* **EXERCISE PROMPT**:
Up through the line that contains "private ObjectFactorySupplier objectFactorySupplier;", retype the entries exactly, beginning at the very first line.

──────── DATA RECORDS ────────

PR #2281, opened 2021-04-10
[Core] Extract throwable collector

mpkorstanje:
Try and clean up the logic around throwing/re-throwing exceptions at various
abstraction levels a bit


core/src/main/java/io/cucumber/core/runner/TestAbortedExceptions.java
```diff
@@ -0,0 +1,27 @@
...
+
+import static java.util.Objects.requireNonNull;
+
+final class TestAbortedExceptions {
+    private static final String[] TEST_ABORTED_EXCEPTIONS = {
+            "org.junit.AssumptionViolatedException",
+            "org.junit.internal.AssumptionViolatedException",
+            "org.opentest4j.TestAbortedException",
+            "org.testng.SkipException",
+    };
```
mpkorstanje, line 13: This needs a better solution that allows `instance of` to be used.

PR #2332, opened 2021-07-06
Provides an ObjectFactorySupplier to Runtime

sidharta:
This PR tries to solve two issues:
- There's no way to provide your own `ObjectFactory` which was possible in previous versions (4.x and below)
- If you provide a BackendSupplier, that object is not necessarily related to the `ObjectFactory` that is created on `Runtime`

Following the steps of `BackendSupplier` and `FeatureSupplier`, I added a new method to the builder to receive the ObjectFactorySupplier and I'm checking if that is provider it's not necessary to create a new one on `.build()`.

### DIFF
--- a/core/src/main/java/io/cucumber/core/runtime/Runtime.java
+++ b/core/src/main/java/io/cucumber/core/runtime/Runtime.java
@@ -121,6 +121,7 @@ public final class Runtime {
         private RuntimeOptions runtimeOptions = RuntimeOptions.defaultOptions();
         private BackendSupplier backendSupplier;
         private FeatureSupplier featureSupplier;
+        private ObjectFactorySupplier objectFactorySupplier;
         private List<Plugin> additionalPlugins = emptyList();
 
         private Builder() {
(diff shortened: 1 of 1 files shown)


core/src/main/java/io/cucumber/core/runtime/Runtime.java
```diff
@@ -157,12 +163,18 @@ public Builder withEventBus(final EventBus eventBus) {
...
+            } else {
+                final ObjectFactoryServiceLoader objectFactoryServiceLoader = new ObjectFactoryServiceLoader(classLoader,
+                    runtimeOptions);
 
-            final ObjectFactorySupplier objectFactorySupplier = runtimeOptions.isMultiThreaded()
-                    ? new ThreadLocalObjectFactorySupplier(objectFactoryServiceLoader)
-                    : new SingletonObjectFactorySupplier(objectFactoryServiceLoader);
+                objectFactorySupplier = runtimeOptions.isMultiThreaded()
+                        ? new ThreadLocalObjectFactorySupplier(objectFactoryServiceLoader)
+                        : new SingletonObjectFactorySupplier(objectFactoryServiceLoader);
```
mpkorstanje, line 176: By replacing the  `ObjectFactorySupplier` the `ThreadLocalObjectFactorySupplier` and `SingletonObjectFactorySupplier` are no longer correctly applied. Considering making the `ObjectFactoryServiceLoader` implement the `ObjectFactorySupplier` and so that `ThreadLocalObjectFactorySupplier` and `SingletonObjectFactorySupplier` can be implemented as proper decorators.

mpkorstanje (changes requested):
Other then the practical problems that you are solving, what are you trying achieve by programatically adding an `ObjectFactorySupplier`?

Issue #2343, opened 2021-07-17
Support multiple DocStringTypes with the same contentType


PostelnicuGeorge:
As far as documentation goes, the fact that jackson json library is used and DataTableType can have multiple return types, it's not that obvious why DocStringType has only 1 return type for all feature files/project?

────────

* **TASK RESULT**:
PR #2281, opened 2021-04-10
[Core] Extract throwable collector

mpkorstanje:
Try and clean up the logic around throwing/re-throwing exceptions at various
abstraction levels a bit


core/src/main/java/io/cucumber/core/runner/TestAbortedExceptions.java
```diff
@@ -0,0 +1,27 @@
...
+
+import static java.util.Objects.requireNonNull;
+
+final class TestAbortedExceptions {
+    private static final String[] TEST_ABORTED_EXCEPTIONS = {
+            "org.junit.AssumptionViolatedException",
+            "org.junit.internal.AssumptionViolatedException",
+            "org.opentest4j.TestAbortedException",
+            "org.testng.SkipException",
+    };
```
mpkorstanje, line 13: This needs a better solution that allows `instance of` to be used.

PR #2332, opened 2021-07-06
Provides an ObjectFactorySupplier to Runtime

sidharta:
This PR tries to solve two issues:
- There's no way to provide your own `ObjectFactory` which was possible in previous versions (4.x and below)
- If you provide a BackendSupplier, that object is not necessarily related to the `ObjectFactory` that is created on `Runtime`

Following the steps of `BackendSupplier` and `FeatureSupplier`, I added a new method to the builder to receive the ObjectFactorySupplier and I'm checking if that is provider it's not necessary to create a new one on `.build()`.

### DIFF
--- a/core/src/main/java/io/cucumber/core/runtime/Runtime.java
+++ b/core/src/main/java/io/cucumber/core/runtime/Runtime.java
@@ -121,6 +121,7 @@ public final class Runtime {
         private RuntimeOptions runtimeOptions = RuntimeOptions.defaultOptions();
         private BackendSupplier backendSupplier;
         private FeatureSupplier featureSupplier;
+        private ObjectFactorySupplier objectFactorySupplier;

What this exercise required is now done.